WHAT TO WORK ON: From the records that follow, copy every line in which "getters" appears.

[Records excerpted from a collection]
::::
PR #451, opened 2026-06-30
generate getters and setters consistently with qnames

mikesamuel:
Trying to see if generating getters and setters (including pureVirtual ones for interfaces) might simplify some things.

Still need to maybe drop pureVirtual bodies to make declaring abstract easier and make it easier for backends that only want getters and setters when they are semantically different from a direct read of a backed property to skip such setters and getters.

### DIFF
--- a/frontend/src/commonMain/kotlin/lang/temper/frontend/define/DefineStage.kt
+++ b/frontend/src/commonMain/kotlin/lang/temper/frontend/define/DefineStage.kt
@@ -11,6 +11,7 @@ import lang.temper.frontend.flipDeclaredNames
 import lang.temper.frontend.interpretiveDanceStage
 import lang.temper.frontend.json.mixinJsonInterop
 import lang.temper.frontend.syntax.DotOperationDesugarer
+import lang.temper.frontend.syntax.fillInMissingQnameMetadata
 import lang.temper.log.Debug
 import lang.temper.log.FailLog
 import lang.temper.log.LogSink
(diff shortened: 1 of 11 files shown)


frontend/src/commonMain/kotlin/lang/temper/frontend/define/DefineStage.kt
```diff
@@ -98,6 +99,14 @@ internal class DefineStage(
                             .snapshot(configKey, AstSnapshotKey, root)
                     }
 
+                    Debug.Frontend.DefineStage.FillInMissingQNames(configKey)
```
mikesamuel, line 102: Just make sure there're qnames on anything that was added since.

frontend/src/commonTest/kotlin/lang/temper/frontend/DefineStageTest.kt
```diff
@@ -2680,7 +2739,7 @@ class DefineStageTest {
             |      T__0 = type (T__0);
             |      I__0<T__0> extends AnyValue;
             |      @property(\x) @visibility(\public) @QName("test-code.type I.x") @stay @fromType(I__0<T__0>) let x__3: T__0;
-            |      @property(\y) @visibility(\public) @QName("test-code.type I.y") @stay @fromType(I__0<T__0>) let y__1;
+            |      @property(\y) @visibility(\public) @stay @fromType(I__0<T__0>) @QName("test-code.type I.y") let y__1: Int32;
```
mikesamuel, line 2742: Now when there's a setter, we infer the type of the abstract property properly.

tjpalmer:
Overall looking good. And I can't tell from a glance, but for interfaces, I think it would be good to generate the exact same internal representation for either of these:

```ts
interface Hi {
  message: String;
  var name: String;
}
```

```ts
interface Hi {
  get message(): String;
  get name(): String;
  set name(name: String);
}
```

Maybe we should prefer one to the other, but from an interface perspective, I think these should mean the same thing.

These would be different for classes, though.

PR #4, opened 2016-03-05
Remove TinyXML dependency

nderwin:
This pull request removes the TinyXML dependency that was declared in the MML project.  There are no code changes, just changes to build scripts.

This also includes a couple of bug fixes found while making changes and testing

- the DOS batch file was still using Java 1.6, so this was updated to 1.7
- the packaging_local.xml file referenced pkgdir when it wasn't set (localdir was set instead)


Dylan-M:
Please don't do multiple things in a single pull request. Especially since you've reverted the start of some work and I can't refuse it without refusing the entire pull request or pulling it manually on the command line and modifying it.

You reverted the setting to localdir, when the change to pkgdir was correct and just needed to be completed in the file. I had started it and apparently forgot to finish it, but pkgdir is the correct variable.

nderwin:
Well, that's fine I can back that change out.  I just noticed that it was broken while I was testing.

arlith:
I'm going to merge this anyways, as the TinyXML bit is needed so MML can build with the trunk of MM.  Just try to keep PRs to a single "topic" in the future.

PR #8, opened 2016-03-23
Print pilot names

vizax:
Updated Coords for Pilot Name/Skills on:
- Mech
- Quad
- Tripod

### DIFF
--- a/docs/history.txt
+++ b/docs/history.txt
@@ -1,6 +1,7 @@
 VERSION HISTORY:
 ----------------
 v0.1.52-git
++ PR #8: Adjust position of printed pilot names for Meks
 
 v0.1.51 (2016-02-21 14:15 UTC)
 + Updated MegaMek.jar to 0.41.15
--- a/src/megameklab/com/ui/Aero/Printing/PrintAero.java
+++ b/src/megameklab/com/ui/Aero/Printing/PrintAero.java
@@ -35,6 +35,8 @@ import javax.print.attribute.HashPrintRequestAttributeSet;
 import javax.print.attribute.standard.PrintQuality;
 
 import megamek.common.Aero;
+// TODO: uncomment when print issue is fixed and pilot data is ready to position
+// import megamek.common.Crew;
 import megamek.common.TechConstants;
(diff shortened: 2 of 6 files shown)


vizax:
I checked the rest too.
`PrintAero.java` and `PrintSmallCraftSpheroid.java` had commented out the pilot fetching code. In my local files I have the code cleaned up and theoretically ready to go, but since I wasn't 100% positive, I didn't want to add them to this PR. Other things were missing too, like the `import megamek.common.crew` call. I'd like to work on these more, but I wanted to get some good data submitted while I take some time for the rest of it.

comments/suggestions/thoughts welcome. :-)

arlith:
Multi-crew cockpits for 'mechs is still a pending feature for MM, so I don't know that you'll be able to get printing information for the gunner.  The rest of it looks good and straightforward.

arlith:
One other thing is, there's a docs/history.txt.  When you make a bug fix or add a feature, it's good to add a line to that file.  For instance, for this one you could add "+ PR #8: Adjust position of printed pilot names for Meks".  This file gets used as the change log when releases are made, so try to word things so they would make sense to users.

vizax:
Thanks for the info. I'll be sure to update the history file for this and the Indy TSM update I did too.

I did have problems last night with the Aero testing. I'm putting in static strings for reference and then just running MML through eclipse, and all the rest has worked fine, except Aero. When I print to (either to PDF or an actual printer) it hangs on the actual print. Example: I see the PDF conversion window open, and the progress bar may or may not start, but then it just sits. I've let it sit for up to 15 minutes.  Thoughts on this? better/different way?

arlith:
Have you tried checking the logfile to see if there were any errors in the log?  It's possible there's a bug with Aero printing.

vizax:
Silly me. However, there's nothing in the log. When I step through the code, it hangs on the below (see screenshot).
debug clip

I wasn't thinking straight last night, so I tested the actual release for MML, and cannot print an Aero sheet from it either. I'm going to table this for now, and raise the non-printing as a separate issue.

last commit is added code for when the print issue is fixed.

Issue #23, opened 2016-08-27
Several Issue with the Mac Version


LeftoverNoodles:
MLL is not working well on my Mac.  I have a with the Java6SE and the JRE8 installed.  The few times things have outright crashed it's been while running Java8.

Here is a quick rundown 

- App version won't launch / generate a log file.
- The raw Jar versions won't launch via a command line.
- When launching the raw Jar file via finder is locks up when loading a cache (http://imgur.com/a/hIlyi)
- When launching the Jar file from within the app package is crashes when you try to print (JRE8 error)

**Launching the App with the Open -n command**

LSOpenURLsWithRole() failed with error -10810 for the file /Users/Geg/Documents/Battletech/MegaMek/megameklab-0.1.57-mac/MegaMekLab.app.

**When trying to load the Jar with Java6:**

Exception in thread "main" java.lang.UnsupportedClassVersionError: megameklab/com/MegaMekLab : Unsupported major.minor version 51.0
	at java.lang.ClassLoader.defineClass1(Native Method)
	at java.lang.ClassLoader.defineClassCond(ClassLoader.java:637)
	at java.lang.ClassLoader.defineClass(ClassLoader.java:621)
	at java.security.SecureClassLoader.defineClass(SecureClassLoader.java:141)
	at java.net.URLClassLoader.defineClass(URLClassLoader.java:283)
	at java.net.URLClassLoader.access$000(URLClassLoader.java:58)
	at java.net.URLClassLoader$1.run(URLClassLoader.java:197)
	at java.security.AccessController.doPrivileged(Native Method)
	at java.net.URLClassLoader.findClass(URLClassLoader.java:190)
	at java.lang.ClassLoader.loadClass(ClassLoader.java:306)
	at sun.misc.Launcher$AppClassLoader.loadClass(Launcher.java:301)
	at java.lang.ClassLoader.loadClass(ClassLoader.java:247)
Friday:Commands Geg$ 

**When Trying to Load the raw Jar from the command line (JRE8):**

Unable to redirect output
Memory Allocated [3817865]
java.io.FileNotFoundException: ./data/fonts/Eurosti.TTF (No such file or directory)
	at java.io.FileInputStream.open0(Native Method)
	at java.io.FileInputStream.open(FileInputStream.java:195)
	at java.io.FileInputStream.<init>(FileInputStream.java:138)
	at megameklab.com.util.UnitUtil.loadFonts(UnitUtil.java:1640)
[...]

PR #24, opened 2016-08-29
Fix for printing issue in issue #23.

wildj79:
This will fix the printing issues on OS X reported in issue #23. There was an issue where trying to print from OS X was causing MML to crash. The problem seems to be that the Graphics2D.drawImage() calls in printMekImage() in both the PrintMech and PrintTripod classes were implemented incorrectly.  They included a parameter for color which was causing issues.  Updating these methods to use the correct method call fixes the issue.

### DIFF
--- a/src/megameklab/com/ui/Mek/Printing/PrintMech.java
+++ b/src/megameklab/com/ui/Mek/Printing/PrintMech.java
@@ -886,7 +886,7 @@ public class PrintMech implements Printable {
         int height = Math.min(200, img.getHeight(null));
         int drawingX = 237 + ((148 - width) / 2);
         int drawingY = 172 + ((200 - height) / 2);
-        g2d.drawImage(img, drawingX + leftMargin, topMargin + drawingY, width, height, Color.BLACK, null);
+        g2d.drawImage(img, drawingX + leftMargin, topMargin + drawingY, width, height, null);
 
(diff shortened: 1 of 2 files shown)


arlith:
Out of curiosity, how did you figure that out?  Do you know why the color parameter caused issues?

wildj79:
@arlith I started testing other types of units to see if they had the same issue.  When I tried printing a Quad design, it worked.  So I started looking at the differences between the two. The difference that stuck out was the `Graphics2D.drawImage` calls in `printMekImage` in both classes. Which, when I stepped through with the debugger is where the crash would occur.  Then I started googling how to use the `drawImage` method, which led me to the conclusion that the call in the `PrintMech.printMekImage` method was incorrect.  As to why the color parameter was causing issues, I have no idea.  I'm not a Java developer by trade, so my knowledge of the frameworks used by Java are very limited. But, my google-fu is pretty good 😉

beerockxs:
The Color parameter was there on purpose. Because we earlier draw some SVGs where the lastg color used is not necessarily black, we change it at this point.

Dylan-M:
@wildj79 Tried to find your email on your GitHub page, it wasn't there. So... dropping you a message here that you should join our public slack team.

http://megamek.org:3000/

PR #41, opened 2016-11-27
Added naval movement modes.

neoancient:
That was surprisingly easy. I haven't tested it much, but it loads naval units from the cache. Printing is broken.


arlith:
Without reading the rules and digging into it more, I can't really validate these changes.  The only thing I could say is to check the rules for the construction of naval units and make sure we're following those rules.  If that checks out, then it's probably good.  Additionally, we try to keep all of the "rules adherence" portion within classes in `megamek.common.verifier`, particularly for this `TestEntity` and `TestTank`.  You may have to update some of these classes to verify certain aspects of naval units.

neoancient:
All the necessary code was already present in `Tank` and `TestTank`. All I had to do was add the options in MML. It took more time to double-check the verification than to make the changes.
::::
RESPONSE BELOW:
generate getters and setters consistently with qnames
Trying to see if generating getters and setters (including pureVirtual ones for interfaces) might simplify some things.
Still need to maybe drop pureVirtual bodies to make declaring abstract easier and make it easier for backends that only want getters and setters when they are semantically different from a direct read of a backed property to skip such setters and getters.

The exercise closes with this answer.